PR #1766, opened 2022-11-17
Short circuiting simple maps

### LINKED ISSUE #1765: Short-circuiting should also make scalar maps in-place when possible
The `map`s in these functions should be in-place (the key thing is the uniqueness):

```
def f (xs: *[]i32) = map (+2) xs
def g (xs: *[]i32) (ys: []i32) = map2 (+) xs ys
```

I told @Munksgaard how to go about it while mildly inebriated yesterday night, so he should know how to do it.

Munksgaard:
In some simple cases, use `SegMap` as short-circuit point.

For `SegOp`, we currently only handle `SegMap`, and only under the following circumstances:

 1. The `SegMap` has only one return value/pattern value.

 2. The `KernelBody` contains an `Index` statement that is indexing an array using only the values from the `SegSpace`.

 3. The array being indexed is last-used in that statement, is free in the `SegMap`, is unique or has been recently allocated (specifically, it should not be a non-unique argument to the enclosing function), has elements with the same bit-size as the pattern elements, and has the exact same `IxFun` as the pattern of the `SegMap` statement.

There can be multiple candidate arrays, but the current implementation will always just try the first one.

The first restriction could be relaxed by trying to match up arrays in the `KernelBody` with patterns of the `SegMap`, but the current implementation should be enough to handle many common cases.

Fixes #1765


athas:
What the fuck, how can that possibly work?

src/Futhark/Optimise/ArrayShortCircuiting/ArrayCoalescing.hs
```diff
@@ -1398,33 +1401,33 @@ genSSPointInfoGPUMem
...
+          src `nameIn` last_uses,
+          Just memblock@(MemBlock src_pt _ src_mem src_ixf) <-
+            getScopeMemInfo src scopetab,
+          src_mem `nameIn` last_uses,
           -- The 'alloc' table contains allocated memory blocks, including
           -- unique memory blocks from the enclosing function. It does _not_
           -- include non-unique memory blocks from the enclosing function.
-          dst_mem `M.member` alloc td_env,
-          dst `nameIn` frees,
-          src_ixf == dst_ixf,
```
Munksgaard: Okay, that's just lazy...

src/Futhark/Optimise/ArrayShortCircuiting.hs
```diff
@@ -141,7 +155,7 @@ generalizeIxfun
   (PatElem vname (MemArray _ _ _ (ArrayIn mem ixf)))
   m@(MemArray pt shp u _) = do
     coaltab <- asks envCoalesceTab
-    if vname `M.member` coaltab
+    if vname `M.member` foldMap vartab coaltab
```
athas, line 158: Looks like an expensive way to search all of them, but I guess it's fine.

src/Futhark/Optimise/ArrayShortCircuiting/ArrayCoalescing.hs
```diff
@@ -87,23 +94,23 @@ emptyBotUpEnv =
 --- Main Coalescing Transformation computes a successful coalescing table    ---
 --------------------------------------------------------------------------------
 
--- | Given a 'Prog' in 'SegMem' representation, compute the coalescing table
--- for each function.
+-- | Given a 'FunDef' in 'SegMem' representation, compute the coalescing table
```
athas, line 97: It really is a Prog, not a FunDef.

src/Futhark/Optimise/ArrayShortCircuiting/ArrayCoalescing.hs
```diff
@@ -1326,30 +1338,120 @@ mkCoalsHelper3PatternMatch pat e lutab td_env successCoals_tab activeCoals_tab i
...
+  Maybe [SSPointInfo]
+genSSPointInfoSeqMem _ _ _ _ _ =
+  Nothing
+
+-- | Given an 'Op', return a list of potential short-circuit points
+--
+-- For 'SegOp', we currently only handle 'SegMap', and only under the following
+-- circumstances:
+--
+--  1. The 'SegMap' has only one return/pattern value.
```
athas, line 1373: How difficult would this be to improve?  Doesn't have to be part of this PR, of course.

src/Futhark/Optimise/ArrayShortCircuiting/LastUse.hs
```diff
@@ -45,41 +46,96 @@ type LastUseOp rep = Op (Aliases rep) -> Names -> LastUseM rep (LUTabFun, Names,
...
-      pure $ consts_lu <> lus
+-- lastUseProg ::
+--   ( Mem rep inner,
+--     CanBeAliased (Op rep)
+--   ) =>
+--   LastUseOp rep ->
+--   Prog (Aliases rep) ->
+--   LUTabFun
+-- lastUseProg onOp prog =
+--   runLastUseM onOp (m prog)
```
athas, line 96: Commented-out code.

src/Futhark/Optimise/ArrayShortCircuiting/LastUse.hs
```diff
@@ -45,41 +46,96 @@ type LastUseOp rep = Op (Aliases rep) -> Names -> LastUseM rep (LUTabFun, Names,
...
+    CanBeAliased (Op rep),
+    HasMemBlock (Aliases rep)
+  ) =>
+  Names ->
+  FunDef (Aliases rep) ->
+  LastUseM rep (LUTabFun, Names)
+lastUseFun bound_in_consts f =
+  inScopeOf f $
+    flip lastUseBody (mempty, bound_in_consts) $
+      funDefBody f
```
athas, line 130: `inSCopeOf f $ lastUseBody (funDefBody f) (mempty, bound_in_consts)`

It's not like this convoluted use of `flip` gets you out of using parens anyway.

src/Futhark/Optimise/ArrayShortCircuiting/LastUse.hs
```diff
@@ -205,31 +291,32 @@ lastUseExp (Match _ cases body _) used_nms = do
...
-      fpar_nms = namesFromList $ map (identName . paramIdent . fst) var_ses
-      used_nms' = (free_in_body <> freeIn (map snd var_ses)) `namesSubtract` fpar_nms
-      used_nms_res = used_nms0 <> used_nms' <> freeIn (bodyResult body)
-
-      -- the last-uses at loop-statement level are the loop free variables that
-      -- do not belong to @used_nms0@; this includes the initializers of b), @lu_ini_b@
-      lu_arrs = used_nms' `namesSubtract` used_nms0
-  pure (lutab_res, lu_arrs, used_nms_res)
+lastUseExp (DoLoop var_ses lf body) used_nms0 =
+  inScopeOf lf $ do
```
athas, line 295: You can make this diff smaller by moving this to the same line as the `=`.

athas (changes requested):
I'm pretty comfortable with these changes.  I did not closely study changes to the short-circuiting transform, because I do not understand it well in the first place.

src/Futhark/Optimise/ArrayShortCircuiting/ArrayCoalescing.hs
Munksgaard: We would have to attempt to match candidate sources to the patterns in the destination. We would also need to pass in the `InhibitTab` from `BotUpEnv` in order to keep track of which combinations have failed so far. I don't think it would be that hard to do.

athas (approved):

athas:
Oof, you didn't squash.  This one will make for rough bisection in the future.

PR #1767, opened 2022-11-18
Run tests on all pull requests, and pushes to master

Munksgaard:


athas:
How does this differ from what is currently happening?

Munksgaard:
Currently, all tests are run twice when a new commit is pushed to a PR: once because of the `push` directive, and once because of the `pull_request` directive. With this change, CI will only run once for each commit to a PR (including the first time the PR is submitted).

The downside is that pushes to branches without an associated PR will not be CI tested.

PR #1771, opened 2022-11-22
Extend short-circuiting to MCMem.

athas:
Currently fails for map14.fut - it's not clear to me why, but I suspect it's a name collision issue.  It works for GPUMem, though.


athas:
It fails for the best backend.  I'll take a look.

PR #1773, opened 2022-11-24
Lotte and Ulrik's work refering to rev-AD implementation for s

coancea:
…an and histos together with tests


Munksgaard:
Wtf...

athas:
Fails on the ISPC backend.  My hunch is that we may be generating weird scans of a kind the ISPC backend has never seen before.

athas:
Some of these test programs are way too large and have tons of unused entry points.  I'd really like to clean this up because otherwise it will never happen, and they will slow down the test suite forever.

athas:
Actually it's not so bad.  It's only the two "benchtests" files that are messy.

PR #1788, opened 2022-12-08
Fix multicore codegen for scan.

### LINKED ISSUE #1777: soacs/scan6.fut fails with multicore backend on large machines
It is because of memory short circuiting, but I'm not sure exactly why.  Probably some subtlety related to how we use memory in the array-operand case for scan code generation.

athas:
The old codegen was truly weird, and executed the kernel body multiple times.  There is still room to improve, but it is much saner now.

Fixes #1777.


athas:
Note sure I took care of ISPC, but I guess time will tell.

PR #208, opened 2024-10-03
Updates

namedotget:
- Added address component and added it to citizens and teams page
- Disabled extend subscription for citizens and teams


ui/pages/citizen/[tokenId].tsx
```diff
@@ -234,7 +235,7 @@ export default function CitizenDetailPage({
                         )}
                       </div>
                     ) : null}
-                    {address === nft.owner ? (
+                    {/* {address === nft.owner ? (
```
Comment (pmoncada) [inline ui/pages/citizen/[tokenId].tsx:238]: Remove commented out code

pmoncada (approved):

ui/pages/citizen/[tokenId].tsx
Comment (namedotget) [reply ui/pages/citizen/[tokenId].tsx:238]: That is for extending the subscription. We should keep that code so that we can easily re-enable it when we're ready.

PR #215, opened 2024-10-06
Allow citizen image generator to fallback to input image

namedotget:


ui/lib/utils/images.ts
```diff
@@ -0,0 +1,54 @@
+export async function fitImage(
+  file: File,
+  maxWidth: number,
+  maxHeight: number
+): Promise<File> {
+  return new Promise((resolve, reject) => {
+    const img = new Image()
+    img.onload = () => {
```
pmoncada, line 8: What happens if the image is not the right ratio of height and width? How does it get cropped then?

pmoncada: Should we do error handling if the image dimensions are really off? Have you tried that to see what happens?

Could be good to add some tests to this function to make sure it's working as expected

pmoncada (approved):

ui/lib/utils/images.ts
namedotget: I used this image to test it, it should fit any image into the specified maxWidth and maxHeight
gioele-muscolino-screenshot00000

PR #240, opened 2024-11-07
Bug Fixes

namedotget:
- Fixed issues with balances
- Small styling adjustments
- Removed unused files


pmoncada (approved):

pmoncada (approved):
It would be good to add a test here to make sure the wallet provider is working as expected? Not sure how you'd do that, but if possible it would be good to add something to test for this exact but and show that the test now passes

PR #243, opened 2024-11-07
Archived current projects

namedotget:
- Archived current projects page
- Removed current projects from nav


pmoncada (approved):

pmoncada:
This is definitely something we want to have soon - talk to mitchie about how we could automate this w/ governance to create a project table entry automatically from the proposal.

PR #244, opened 2024-11-08
Added marketplace listing non-citizen upcharge

namedotget:
- Marketplace listings cost 10% more for non-citizens
- Added token value truncation
- Rounded vmooney value on citizen profile


pmoncada (changes requested):
Two things here...

1.) We need to communicate when people are listing that non-citizens will get charged 10% more.
2.) Please add a test to demonstrate the new feature!

namedotget:
> Two things here...
> 
> 1.) We need to communicate when people are listing that non-citizens will get charged 10% more. 2.) Please add a test to demonstrate the new feature!

In the 2nd commit of this PR I added a message to the TeamMarketplaceListingModal

ui/lib/subscription/getMarketplaceListings.ts
```diff
@@ -0,0 +1,38 @@
+import { Arbitrum, Sepolia } from '@thirdweb-dev/chains'
```
pmoncada, line 1: Nice! Could you also add a test for the expiration? Add a listing w/ an expiration and make sure that it renders as expired.

ui/cypress/e2e/marketplace.cy.ts
```diff
@@ -0,0 +1,28 @@
+import getMarketplaceListings from '@/lib/subscription/getMarketplaceListings'
```
pmoncada, line 1: Could we also test the inverse? E.g. a signed in Citizen should see this without the upcharge

pmoncada (changes requested):

pmoncada (approved):
Nice! Awesome that the privy provider is working

PR #245, opened 2024-11-08
Added pretty links for citizens and teams

namedotget:


pmoncada (changes requested):
Nice - Looks great!

The only thingg that I'd add would be good to add some unit tests. In particular around checking that it generates a unique ID if there's a clash between pretty links / other potential corner cases with the pretty links

ui/pages/network.tsx
```diff
@@ -330,10 +337,25 @@ export async function getStaticProps() {
...
+  const prettyLinks = {
+    team: {},
+    citizen: {},
+  }
+  const teamPrettyLinkData = filteredValidTeams.map((nft: any) => ({
+    name: nft?.metadata?.name,
+    id: nft?.metadata?.id,
+  }))
+  const { idToPrettyLink: teamIdToPrettyLink } =
+    generatePrettyLinks(teamPrettyLinkData)
```
pmoncada, line 350: The way I'm understanding this we're regenerating all the links every time we load the page...

Would it make sense to just store the unique text ID for each in tableland? That way we're not doing an O(N) computation each time we render the page, and just doing it once when a team is generated?

Especially as we scale with more Citizens and Teams, it might make sense to just store this data v.s. generating  it on the fly every time. Also, this could cause some issues where if a team is deleted, then the "link" for a team further down the list might get changed (there's no longer a conflict), so it's better if these links are just static after being generated, versus dynamic and calculated each time.

pmoncada (changes requested):

ui/pages/network.tsx
namedotget: If the pretty link already exists then the tokenId is appended to the end of the pretty link

pmoncada (approved):
Looks good to me - it's too bad all the links will now have a number, but I think this method makes things more straightforward on our end.

PR #246, opened 2024-11-08
Improve profile editing

namedotget:
- Simplified profile editing by only asking for email in typeform and asking for the rest of info in a separate form that is prefilled with the citizen/team data


ui/components/subscription/CitizenMetadataModal.tsx
```diff
@@ -124,21 +197,54 @@ export function CitizenMetadataModal({ nft, selectedChain, setEnabled }: any) {
         )}
         {stage === 1 && (
           <>
-            <Widget
-              className="w-[100%] md:w-[100%]"
-              id={process.env.NEXT_PUBLIC_TYPEFORM_CITIZEN_FORM_ID as string}
-              onSubmit={submitTypeform}
-              height={500}
-            />
+            <p>Would you like to update your email?</p>
```
pmoncada, line 200: Stages works here - but I wonder if you could just surface all of them togther at the same time?

So clicking the "Edit" icon would pop up a modal with three options:
1.) Edit Image
2.) Edit Email
3.) Edit Profile

And then clicking on one lets you go to it directly, versus having to click through stages each time?

I think that would be more intuitive, but it might be a pain to implement. If it ends up being a big restructure just ignore, but if it's easy to do then that could be better

ui/components/subscription/TeamMetadataModal.tsx
```diff
@@ -5,20 +5,71 @@ import { Widget } from '@typeform/embed-react'
...
+      <FormInput
+        label="Communications"
+        value={teamData.communications}
+        onChange={({ target }: any) =>
+          setTeamData((prev: any) => ({
+            ...prev,
+            communications: target.value,
+          }))
+        }
+        placeholder="Enter your communications link"
```
pmoncada, line 59: Communications Link is a little vague... Maybe Ryan has a better word for this.
Something like "Other socials Link"?

ui/components/subscription/TeamMetadataModal.tsx
```diff
@@ -5,20 +5,71 @@ import { Widget } from '@typeform/embed-react'
...
+function TeamMetadataForm({ teamData, setTeamData }: any) {
+  return (
+    <div className="w-full flex flex-col gap-2">
+      <FormInput
+        label="Name"
+        value={teamData.name}
+        onChange={({ target }: any) =>
+          setTeamData((prev: any) => ({ ...prev, name: target.value }))
+        }
+        placeholder="Enter your name"
```
pmoncada, line 32: Periods at the end of these statements would be good too

pmoncada (approved):

PR #270, opened 2024-12-10
Withdraw vMOONEY

jaderiverstokes:
Adds withdraw vMOONEY page

2 new contracts:

contracts/src/governance/VotingEscrowDepositor.sol
       - batches together transferring and locking of vMOONEY for a user
       // set the amounts of vMOONEY for each contributor at the end of the quarter
       increaseWithdrawAmounts(userAddresses, amounts)
       // allow a user to withdraw that vMOONEY, provided they have a lock and have approved the MOONEY to be transferred
       withdraw()

contracts/src/governance/SmartWalletChecker.sol
       - required by vMOONEY contract so that a VotingEscrowDepositor can call deposit_for


contracts/src/test/VotingEscrowDepositor.t.sol
```diff
@@ -0,0 +1,105 @@
...
+        // Mint tokens for the depositor contract to transfer
+        //token.mint(address(depositor), initialBalance);
+        vm.prank(user);
+        token.approve(address(escrowToken), depositAmount);
+        vm.prank(0xf39Fd6e51aad88F6F4ce6aB8827279cffFb92266);
+        depositor.sendVotingEscrowTokens(address(user), depositAmount);
+    }
+
+    function testTransferAndDepositFor() public {
+        //uint256 depositAmount = 500;
```
pmoncada, line 74: Can be deleted

contracts/src/governance/VotingEscrowDepositor.sol
```diff
@@ -0,0 +1,65 @@
...
+        }
+        delete withdrawAddresses;
+    }
+
+    function withdraw() external {
+        uint256 amount = availableToWithdraw[msg.sender];
+        require(amount > 0, "No amount available to withdraw");
+        availableToWithdraw[msg.sender] = 0;
+        require(token.transfer(msg.sender, amount), "Token transfer failed");
+        escrowToken.deposit_for(msg.sender, amount);
```
pmoncada, line 53: This assumes someone already has an existing lock right? Do we need to check that their existing lock already has 4 years?

ui/pages/withdraw.tsx
```diff
@@ -0,0 +1,107 @@
...
+import WebsiteHead from '../components/layout/Head'
+import StandardButton from '../components/layout/StandardButton'
+import Asset from '@/components/dashboard/treasury/balance/Asset'
+import { NoticeFooter } from '@/components/layout/NoticeFooter'
+import NetworkSelector from '@/components/thirdweb/NetworkSelector'
+
+export default function Withdraw() {
+  const userAddress = useAddress()
+  const router = useRouter()
+  const chain = process.env.NEXT_PUBLIC_CHAIN === 'mainnet' ? Arbitrum : Sepolia
```
namedotget, line 29: Instead of defining the chain this way try:
`const {selectedChain} = useContext(ChainContext);`

ui/pages/withdraw.tsx
```diff
@@ -0,0 +1,107 @@
...
+  const { contract: votingEscrowDepositorContract } = useContract(
+    VOTING_ESCROW_DEPOSITOR_ADDRESSES[chain.slug]
```
namedotget, line 31: pretty sure adding the abi here speeds things up so thirdweb doesn't need to fetch it

namedotget:
Screenshot 2024-12-12 at 5 27 04 PM

contracts/src/governance/VotingEscrowDepositor.sol
jaderiverstokes: it does assume that. i added a check on frontend which will direct them to create a lock if they don't have one. if they run with no lock, the transaction will fail.

this contract doesn't do any checks for the lock duration.

pmoncada: Hmm, I guess it would be possible for someone to unfairly have a lower lock than someone else. Maybe we should enforce that at least their last lock date was within the last 6 months? Then there's some leeway with range, but it enforces that new locks are longer?

We'd have to tell people to use new wallets if they're contributing in new quarters? It's a little clunky.

Unless if you have a better solution? Or is there another way you had in mind of handling this situation where someone might have a 1 week lock vs 4 years?

pmoncada: Another alternative is that this is handled on the "front-end" and we ask every person listed on the project to lock for X amount of time before the retroactives run? And if they don't then they just aren't added to this contract?

What do you think?

jaderiverstokes: it's pretty easy to add some changes to the frontend, which could have people extend their lock to some minimum. it wouldn't be enforced by the withdraw contract tho. i think we will move to a deposit instead of withdraw flow in the future so this could be temporary for a quarter or two.

jaderiverstokes: discussed during standup, we will have Mitchie go through setting up the lock with each contributor. we will also include the frontend check for their lock time

jaderiverstokes: added frontend check for at least 6 months in lock

namedotget (approved):

PR #282, opened 2024-12-27
Bug fixes

namedotget:
- Added max width for profile names so that they don't get cutoff on larger screens
- Adjusted featured teams


jaderiverstokes (approved):
approved

PR #292, opened 2025-01-08
Projects

namedotget:
- Added /project page that displays all active projects
- Added /project/[id] page that displays the profile for a project


ui/pages/project/index.tsx
```diff
@@ -0,0 +1,309 @@
...
+    })
+  }
+
+  const [tab, setTab] = useState<string>('active')
+  function loadByTab(tab: string) {
+    if (tab === 'active') {
+      setCachedNFTs(
+        input != '' ? filterBySearch(activeProjects) : activeProjects
+      )
+    } else if (tab === 'inactive') {
```
pmoncada, line 68: Maybe "past projects" rather than inactive?

pmoncada: Nothing we need to do now, but it would be cool to look at past quarters. Like looking on a quarter by quarter basis

pmoncada (approved):

ui/pages/project/index.tsx
namedotget: > Maybe "past projects" rather than inactive?

Screenshot 2025-01-07 at 8 39 46 PM

Thinking I'll keep the tab value the same but change the label to 'Past'

PR #299, opened 2025-01-10
fix bug where project wouldn't show up if id is 0, and don't allow gi…

jaderiverstokes:
…ving rewards to projects you contributed to


namedotget:
Screenshot 2025-01-10 at 11 40 04 AM

pmoncada (approved):

PR #37, opened 2020-11-17
Update README.md

jordanebelanger:
The Vapor 4 metrics endpoint example leads to a leaked promise error when running it in debug mode. Consider the following instead.


MrLotU (approved):
LGTM! Thanks 👍

PR #41, opened 2021-03-03
fix Buckets helpers to not throw fatal error

avolokhov:
Hi @MrLotU. Thanks for considering this PR.
In my project I needed to create custom buckets and stumbled upon `Buckets` helpers throwing fatal errors all the time. Here's a fix for this.

### Checklist

### Motivation and Context

Buckets static helpers are always throwing fatal errors.

### Description

`Buckets` static helpers are working now.

### DIFF
--- a/Sources/Prometheus/MetricTypes/Histogram.swift
+++ b/Sources/Prometheus/MetricTypes/Histogram.swift
@@ -42,7 +42,7 @@ public struct Buckets: ExpressibleByArrayLiteral {
         var arr = [Double]()
         var s = start
         for x in 0..<count {
-            arr[x] = s
+            arr.append(s)
             s += width
         }
         return Buckets(arr)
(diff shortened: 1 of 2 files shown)


Sources/Prometheus/MetricTypes/Histogram.swift
```diff
@@ -41,7 +41,7 @@ public struct Buckets: ExpressibleByArrayLiteral {
         assert(count >= 1, "Bucket.linear needs a count larger than 1")
         var arr = [Double]()
```
weissi, line 42: random drive-by but we could make all this code

```
let arr = (1...count).map { Double($0) * Double(start) }
```

which would make it slightly more efficient and just one line.

Feel free to ignore.

avolokhov: Sure, why not.

MrLotU (approved):

PR #42, opened 2021-03-03
make labels classes public to allow users to create their own prometh…

avolokhov:
…eus classes

Hi, @MrLotU. Thanks for considering this PR. When adopting SwiftPrometheus in my project, I had to use custom buckets. Current `swift-metrics` don't allow setting buckets directly, so I had to use `Prometheus.createHistogram` directly. Unfortunately, default labels implementation for `createHistogram` is `EmptyHistogramLabels`, and I can't pass `DimensionalHistogramLables` explicitly because they're private to the library. I think making them public will result in better flexibility and allow adopters to enable more use cases and simplify building their own logic on top current SwiftPrometheus.

DimensionLabels, DimensionHistogramLabels, DimensionSummaryLabels are made public

### Checklist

How to complete this task | Reproduce each line of the data containing the word "things".

Response to the task |
Two things here...
> Two things here...
Looks good to me - it's too bad all the links will now have a number, but I think this method makes things more straightforward on our end.
namedotget, line 31: pretty sure adding the abi here speeds things up so thirdweb doesn't need to fetch it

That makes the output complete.